ASSIGNMENT |
Report each line of the data that contains the string "credentials".

LISTED ENTRIES |
PR #198, opened 2021-06-23
CBC SDK to use futures to make Live Response Async better

emitreva-cb:
## Pull request checklist

- [ ] Yes
- [ ] No


hkaragitliev-cb:
Wondering whether we should move live_response_api.py under platform?

emitreva-cb:
> Wondering whether we should move live_response_api.py under platform?

Seems like a good suggestion. I am not sure about the initial reasoning for including it outside of platform. If there are no objection I am going to move it under platforms.

avanbrunt-cb:
> > Wondering whether we should move live_response_api.py under platform?
> 
> Seems like a good suggestion. I am not sure about the initial reasoning for including it outside of platform. If there are no objection I am going to move it under platform.

This is a breaking change, do not make this change

emitreva-cb:
> > > Wondering whether we should move live_response_api.py under platform?
> > 
> > 
> > Seems like a good suggestion. I am not sure about the initial reasoning for including it outside of platform. If there are no objection I am going to move it under platform.
> 
> This is a breaking change, do not make this change

OK.

avanbrunt-cb:
> > > > Wondering whether we should move live_response_api.py under platform?
> > > 
> > > 
> > > Seems like a good suggestion. I am not sure about the initial reasoning for including it outside of platform. If there are no objection I am going to move it under platform.
> > 
> > 
> > This is a breaking change, do not make this change
> 
> OK.

If this is something we want to consider then we need to ensure the imports are not broken by making the live_response_api python file/package available in original location so we don't break this import statement `from cbc_sdk.live_response_api`

src/cbc_sdk/live_response_api.py
```diff
@@ -1032,6 +1210,8 @@ def __init__(self, cb, timeout=30, keepalive_sessions=False):
         self._keepalive_sessions = keepalive_sessions
         self._init_poll_delay = 1
         self._init_poll_timeout = 360
+        self._async_executor = None
+        self._thread_pool_count = self.THREAD_POOL_COUNT
```
avanbrunt-cb, line 1214: This should be configurable in the `__init__` function

src/cbc_sdk/live_response_api.py
```diff
@@ -1100,7 +1296,21 @@ def stop_keepalive_thread(self):
...
+    def _return_existing_session(self, device_id, session):
+        self._sessions[device_id]._refcount += 1
+        return session
+
+    def _get_session_obj(self, device_id, session_id):
+        session_id, session_data = self._wait_create_session(device_id, session_id)
+        session = self.cblr_session_cls(self, session_id, device_id, session_data=session_data)
+        return session
+
+    def _create_and_store_session(self, device_id, session_id):
```
avanbrunt-cb, line 1308: These don't need exposed and can be created as inside functions on `request_session`

src/tests/uat/live_response_api_uat.py
```diff
@@ -89,23 +91,9 @@ def flatten_processes_response_filter(response, process_name):
...
-    if print_detail:
-        print(f"args provided {args}")
-
-    cb = get_cb_cloud_object(args)
-    HEADERS['X-Auth-Token'] = cb.credentials.token
-    ORG_KEY = cb.credentials.org_key
-    HOSTNAME = cb.credentials.url
-
-    print(13 * ' ' + 'Live Response Commands')
+def synchronous_version(cb):
```
avanbrunt-cb, line 94: I would split this into two separate UAT tests as this is a long file now and is hard to read and understand

src/tests/unit/test_live_response_api.py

ANSWER SECTION |
-    HEADERS['X-Auth-Token'] = cb.credentials.token
-    ORG_KEY = cb.credentials.org_key
-    HOSTNAME = cb.credentials.url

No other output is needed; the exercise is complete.